▶ _AIM OF THE TASK_
Each record must be repeated exactly as it stands.

[Saved entries]
PR #631, opened 2020-12-07
Client edit form validations #175982462

bytheway875:


app/controllers/hub/clients_controller.rb
```diff
@@ -31,11 +31,11 @@ def create
     def show; end
 
     def edit
-      @form = ClientIntakeForm.from_intake(@client.intake)
+      @form = UpdateClientForm.from_client(@client.intake)
```
bytheway875, line 34: The name of the forms (ClientIntakeForm & CreateClientForm) caused a lot of confusion to Alex and I when working on it, so updating to be a lot more clear on what the purpose of each form was made some sense to us. Also, since they are now inheriting from the same "ClientForm" class, it also made more sense from a naming and consistency standpoint pass the client to the form instead of the intake.

app/forms/hub/client_form.rb
```diff
@@ -0,0 +1,46 @@
+module Hub
```
bytheway875, line 1: Contains all of the shared validations for the create and update client forms.

app/models/client.rb
```diff
@@ -29,6 +29,8 @@ class Client < ApplicationRecord
   has_many :notes
   has_many :system_notes
   has_many :tax_returns
+  accepts_nested_attributes_for :tax_returns
```
bytheway875, line 32: Facilitates updating the tax returns and intake through the client on the client forms, avoiding multiple query updates and transactions in the form objects.

app/controllers/hub/clients_controller.rb
bengolder: I love this rename!

app/models/client.rb
bengolder: oh nice! we can pass it to the parent model!

app/forms/hub/create_client_form.rb
```diff
@@ -69,17 +53,12 @@ def initialize(attributes = {})
...
-          intake.client.tax_returns.create(tax_return_defaults.merge(v)) if create_tax_return_for_year?(v[:year])
-        end
-      end
-      @client = @intake.client
+
+      @client = Client.create(
+        vita_partner_id: attributes_for(:intake)[:vita_partner_id],
+        intake_attributes: attributes_for(:intake),
+        tax_returns_attributes: @tax_returns_attributes.map { |_, v| create_tax_return_for_year?(v[:year]) ? tax_return_defaults.merge(v) : nil }.compact
+      )
```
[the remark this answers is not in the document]
bengolder: It would be good to include some unit tests to document this behavior (only creates models if _all_ inputs are valid) and to document the basic outputs of the `#save` method (false if not valid, nothing saved, returns truthy client if valid) to document & prevent regression.

spec/forms/hub/client_form_spec.rb
```diff
@@ -0,0 +1,216 @@
...
+          end
+        end
+      end
+
+      describe "#preferred_interview_language" do
+        context "when nil" do
+          before do
+            form_attributes[:preferred_interview_language] = nil
+            form.valid?
+          end
```
bengolder, line 146: If this set up feels repetitive, a common way we will structure these is to pull the value in question into a `let`.

for example:

```ruby
describe "#preferred_interview_language" do
  before do
    form_attributes[:preferred_interview_language] = language
    form.valid?
  end
  
  context "when nil" do
    let(:language) { nil }
    
    it "adds an error to the field" do
      expect(form.errors[:preferred_interview_language]).to eq ["Can't be blank."]
    end
  end

  context "when blank" do
    let(:language) { "" }

    it "adds an error to the field" do
      expect(form.errors[:preferred_interview_language]).to eq ["Can't be blank."]
    end
  end
end
```

spec/forms/hub/update_client_form_spec.rb
```diff
@@ -0,0 +1,256 @@
+require "rails_helper"
+
+RSpec.describe Hub::UpdateClientForm do
```
bengolder, line 3: if everything in here is testing an instantiated form, you could do this at the top of the spec:
```ruby
subject do
  described_class.new(params)
end
```

and then just call `.save` or `.valid?` in the tests, instead of having to also instantiate

bengolder (approved):
This overall feels like a great improvement, so I approve!

There are some potential areas for further improving this:
The form unit specs could cover more of the basics (outputs of save method) a few more cases (such as the behavior the transaction block was previously implementing), and could be structured a little more like model specs than controller specs when testing validations. I would also hope to see more deletion or refactoring of the controller specs now that logic was moved into these forms instead of the controller. Perhaps on the controller specs we could stub out the form.

Some other small things:
- this made me realize we might have different understandings of the preferred_name field across the team. Might be good to reaffirm a shared understanding about what it's for at some point.
- I think we should expect a state of residence in the update. If we don't have it in existing data, that's a bug we should fix.

There's a ton of great stuff in here so I wouldn't block on any of my comments!

Great work!

app/forms/hub/create_client_form.rb
```diff
@@ -37,30 +37,14 @@ class CreateClientForm < Form
...
     set_attributes_for :tax_return, :service_type
-    before_validation :normalize_phone_numbers
-
     attr_accessor :tax_returns, :tax_returns_attributes, :client, :intake
-    validates :primary_first_name, presence: true, allow_blank: false
-    validates :primary_last_name, presence: true, allow_blank: false
+
+    # Additional validations inherited from parent ClientForm
     validates :vita_partner_id, presence: true, allow_blank: false
-    validates :phone_number, allow_blank: true, phone: true
```
sniemeyer13, line 46: This looks great!

app/forms/hub/client_form.rb
```diff
@@ -0,0 +1,46 @@
...
+        :primary_last_name,
+        :email_address,
+        :preferred_interview_language,
+        :sms_notification_opt_in,
+        :email_notification_opt_in
+
+    before_validation do
+      self.sms_phone_number = PhoneParser.normalize(sms_phone_number)
+      self.phone_number = PhoneParser.normalize(phone_number)
+      self.preferred_name = preferred_name.presence || "#{primary_first_name} #{primary_last_name}"
```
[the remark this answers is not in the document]
bytheway875: When you go through the client-side flow, the first questions we ask are for "name" and "zip code" -- even though we don't specify, I think the UI is intended to imply that you enter your full name there since you're starting an official form to get your taxes done.

Because we're using the preferred name field as the display name on the clients index _and_ its currently the only clickable field to the show page, it seems like we are expecting it to be a first and last name -- it may be the case that in fact we want to be using Legal name on the client index and we should update that.

Alex and I actually did the update to preferred "full" name because we felt like it was _less_ clear on the manual create client form that the preferred name should be the users entire preferred name (first and last, or something more than a nickname).


I'm going to share this conversation with product so that we can figure out how we want to treat names moving forward.

app/forms/hub/update_client_form.rb
```diff
@@ -29,58 +29,58 @@ class ClientIntakeForm < Form
...
-      self.phone_number = PhoneParser.normalize(phone_number)
-    end
-    validates :primary_first_name, presence: true, allow_blank: false
-    validates :primary_last_name, presence: true, allow_blank: false
+                       :state_of_residence
+    attr_accessor :dependents_attributes
+
+    # Historical intakes don't always have state_of_residence set, which indicates we may not ask about it
+    #   in traditional flow. Holding off on requiring during update until we explicitly always require it.
+    validates :state_of_residence, allow_blank: true, inclusion: { in: States.keys }
```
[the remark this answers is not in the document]
bytheway875: Ah, that makes sense. I took a look at the last 100 intakes on prod to see if they had that value filled and I'd seen that most of them did not, so we were erring on the side of caution -- making a field required on the admin side when it is not required during intake flow could cause issues where we _cant_ update certain fields on a client easily without additional info from the client. However, once I refined the query to only include users that reached consent stage, they all had them like you said.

▶ _PROBLEM SOLUTION_
PR #631, opened 2020-12-07
Client edit form validations #175982462

bytheway875:


app/controllers/hub/clients_controller.rb
```diff
@@ -31,11 +31,11 @@ def create
     def show; end
 
     def edit
-      @form = ClientIntakeForm.from_intake(@client.intake)
+      @form = UpdateClientForm.from_client(@client.intake)
```
bytheway875, line 34: The name of the forms (ClientIntakeForm & CreateClientForm) caused a lot of confusion to Alex and I when working on it, so updating to be a lot more clear on what the purpose of each form was made some sense to us. Also, since they are now inheriting from the same "ClientForm" class, it also made more sense from a naming and consistency standpoint pass the client to the form instead of the intake.

app/forms/hub/client_form.rb
```diff
@@ -0,0 +1,46 @@
+module Hub
```
bytheway875, line 1: Contains all of the shared validations for the create and update client forms.

app/models/client.rb
```diff
@@ -29,6 +29,8 @@ class Client < ApplicationRecord
   has_many :notes
   has_many :system_notes
   has_many :tax_returns
+  accepts_nested_attributes_for :tax_returns
```
bytheway875, line 32: Facilitates updating the tax returns and intake through the client on the client forms, avoiding multiple query updates and transactions in the form objects.

app/controllers/hub/clients_controller.rb
bengolder: I love this rename!

app/models/client.rb
bengolder: oh nice! we can pass it to the parent model!

app/forms/hub/create_client_form.rb
```diff
@@ -69,17 +53,12 @@ def initialize(attributes = {})
...
-          intake.client.tax_returns.create(tax_return_defaults.merge(v)) if create_tax_return_for_year?(v[:year])
-        end
-      end
-      @client = @intake.client
+
+      @client = Client.create(
+        vita_partner_id: attributes_for(:intake)[:vita_partner_id],
+        intake_attributes: attributes_for(:intake),
+        tax_returns_attributes: @tax_returns_attributes.map { |_, v| create_tax_return_for_year?(v[:year]) ? tax_return_defaults.merge(v) : nil }.compact
+      )
```
[the remark this answers is not in the document]
bengolder: It would be good to include some unit tests to document this behavior (only creates models if _all_ inputs are valid) and to document the basic outputs of the `#save` method (false if not valid, nothing saved, returns truthy client if valid) to document & prevent regression.

spec/forms/hub/client_form_spec.rb
```diff
@@ -0,0 +1,216 @@
...
+          end
+        end
+      end
+
+      describe "#preferred_interview_language" do
+        context "when nil" do
+          before do
+            form_attributes[:preferred_interview_language] = nil
+            form.valid?
+          end
```
bengolder, line 146: If this set up feels repetitive, a common way we will structure these is to pull the value in question into a `let`.

for example:

```ruby
describe "#preferred_interview_language" do
  before do
    form_attributes[:preferred_interview_language] = language
    form.valid?
  end
  
  context "when nil" do
    let(:language) { nil }
    
    it "adds an error to the field" do
      expect(form.errors[:preferred_interview_language]).to eq ["Can't be blank."]
    end
  end

  context "when blank" do
    let(:language) { "" }

    it "adds an error to the field" do
      expect(form.errors[:preferred_interview_language]).to eq ["Can't be blank."]
    end
  end
end
```

spec/forms/hub/update_client_form_spec.rb
```diff
@@ -0,0 +1,256 @@
+require "rails_helper"
+
+RSpec.describe Hub::UpdateClientForm do
```
bengolder, line 3: if everything in here is testing an instantiated form, you could do this at the top of the spec:
```ruby
subject do
  described_class.new(params)
end
```

and then just call `.save` or `.valid?` in the tests, instead of having to also instantiate

bengolder (approved):
This overall feels like a great improvement, so I approve!

There are some potential areas for further improving this:
The form unit specs could cover more of the basics (outputs of save method) a few more cases (such as the behavior the transaction block was previously implementing), and could be structured a little more like model specs than controller specs when testing validations. I would also hope to see more deletion or refactoring of the controller specs now that logic was moved into these forms instead of the controller. Perhaps on the controller specs we could stub out the form.

Some other small things:
- this made me realize we might have different understandings of the preferred_name field across the team. Might be good to reaffirm a shared understanding about what it's for at some point.
- I think we should expect a state of residence in the update. If we don't have it in existing data, that's a bug we should fix.

There's a ton of great stuff in here so I wouldn't block on any of my comments!

Great work!

app/forms/hub/create_client_form.rb
```diff
@@ -37,30 +37,14 @@ class CreateClientForm < Form
...
     set_attributes_for :tax_return, :service_type
-    before_validation :normalize_phone_numbers
-
     attr_accessor :tax_returns, :tax_returns_attributes, :client, :intake
-    validates :primary_first_name, presence: true, allow_blank: false
-    validates :primary_last_name, presence: true, allow_blank: false
+
+    # Additional validations inherited from parent ClientForm
     validates :vita_partner_id, presence: true, allow_blank: false
-    validates :phone_number, allow_blank: true, phone: true
```
sniemeyer13, line 46: This looks great!

app/forms/hub/client_form.rb
```diff
@@ -0,0 +1,46 @@
...
+        :primary_last_name,
+        :email_address,
+        :preferred_interview_language,
+        :sms_notification_opt_in,
+        :email_notification_opt_in
+
+    before_validation do
+      self.sms_phone_number = PhoneParser.normalize(sms_phone_number)
+      self.phone_number = PhoneParser.normalize(phone_number)
+      self.preferred_name = preferred_name.presence || "#{primary_first_name} #{primary_last_name}"
```
[the remark this answers is not in the document]
bytheway875: When you go through the client-side flow, the first questions we ask are for "name" and "zip code" -- even though we don't specify, I think the UI is intended to imply that you enter your full name there since you're starting an official form to get your taxes done.

Because we're using the preferred name field as the display name on the clients index _and_ its currently the only clickable field to the show page, it seems like we are expecting it to be a first and last name -- it may be the case that in fact we want to be using Legal name on the client index and we should update that.

Alex and I actually did the update to preferred "full" name because we felt like it was _less_ clear on the manual create client form that the preferred name should be the users entire preferred name (first and last, or something more than a nickname).


I'm going to share this conversation with product so that we can figure out how we want to treat names moving forward.

app/forms/hub/update_client_form.rb
```diff
@@ -29,58 +29,58 @@ class ClientIntakeForm < Form
...
-      self.phone_number = PhoneParser.normalize(phone_number)
-    end
-    validates :primary_first_name, presence: true, allow_blank: false
-    validates :primary_last_name, presence: true, allow_blank: false
+                       :state_of_residence
+    attr_accessor :dependents_attributes
+
+    # Historical intakes don't always have state_of_residence set, which indicates we may not ask about it
+    #   in traditional flow. Holding off on requiring during update until we explicitly always require it.
+    validates :state_of_residence, allow_blank: true, inclusion: { in: States.keys }
```
[the remark this answers is not in the document]
bytheway875: Ah, that makes sense. I took a look at the last 100 intakes on prod to see if they had that value filled and I'd seen that most of them did not, so we were erring on the side of caution -- making a field required on the admin side when it is not required during intake flow could cause issues where we _cant_ update certain fields on a client easily without additional info from the client. However, once I refined the query to only include users that reached consent stage, they all had them like you said.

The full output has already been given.